Wow.... it's like a Pokemon cartoon, isn't it?
All these challenges, layed out before you the weight of a lifetime attached.
Honestly...... it would be hard to write fiction like this and here you are living it.
I'm so sorry this is happening to you, Lupita.
What are the odds that you'd end up dependant on the GFM at a time she wants you to lobby for something that you consider detrimental to your son?
I think you already know she's not your friend..... she's manipulative and scary scary scary in that I truly do believe she'd punish you to the best of her ability if you don't come around to her way of thinking..... and being thankful.
Having said all that...... this is the improbable hand you've been dealt.
I'm wondering if you can continue to have chats with your son about the plans he's layed out for his future and lightly speak of his plans to engage this young woman.... never mentioning a time line?
Now I'm wondering if anyone can dance
successfully with the devil...... I'm not sure it can be done but...... I'll finish my train of thought.
You can speak lightly about the future engagement, sans timeline, with everyone bc your son has already stated that was his intention.
You hope that he continues with school and career and the plans he layed out. GF will probably self destruct herself bc he's not jumping through her hoops.
GFM..... thinkingyou're NOT OPPOSED to the union, may continue to help and not sink you. That's the hope right?
If, however, you absolutely know she's going to require you start marching around demanding your son stop messing around and ask this girl to marry him..... join in girly wedding dress selection/lunch dates and viewing of swan covered Pagoda sights just perfect for a Spring Wedding......

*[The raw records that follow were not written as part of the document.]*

Issue #4310, opened 2017-07-20
Update docker files to use http://label-schema.org/rc1/


TravisEz13:

daxian-dbw:
Close via #4737

PR #4555, opened 2017-08-11
Update nano server insider for new bulid

TravisEz13:
Also, Address #4310

### DIFF
--- a/docker/release/nanoserver-insider/Dockerfile
+++ b/docker/release/nanoserver-insider/Dockerfile
@@ -29,7 +29,20 @@ ARG IMAGE_NAME=microsoft/nanoserver-insider-powershell
 LABEL maintainer="PowerShell Team <powershellteam@hotmail.com>"
 LABEL readme.md="https://github.com/PowerShell/PowerShell/blob/master/docker/README.md"
 LABEL description="This Dockerfile will install the latest release of PS."
-
+# Usage on URL to Usage
+LABEL org.label-schema.usage="https://github.com/PowerShell/PowerShell/tree/master/docker#run-the-docker-image-you-built"
+LABEL org.label-schema.url="https://github.com/PowerShell/PowerShell/blob/master/docker/README.md"
+LABEL org.label-schema.vcs-url="https://github.com/PowerShell/PowerShell"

IIIIII just don't see this going too well for ya.
You're such a nice person, Lupita.
Hard worker.
Overcomer.
Teacher of children and student of self and life.
This is a very odd situation and not everyone's life is this difficult or fraught with difficulty.
I would suggest browsing through some books on becoming more assertive, next time you're sipping coffee at the book store.
You need to be able to fence verbally with this woman so that you're not disagreeing but she doesn't realize you aren't agreeing, either.
What you say to your son, in private, will still be about respecting his plans and right to make his own decision....hoping he can stick to his guns.
Frankly, the carrot GFM dangles before you makes my mouth water for ya.

You don't want to be jerked around and manipulated, which is clearly her intent but..... it would be nice to realize your dream..... and you're worthy, Lupita.
I REALLY WANT YOU TO GET YOUR DREAM!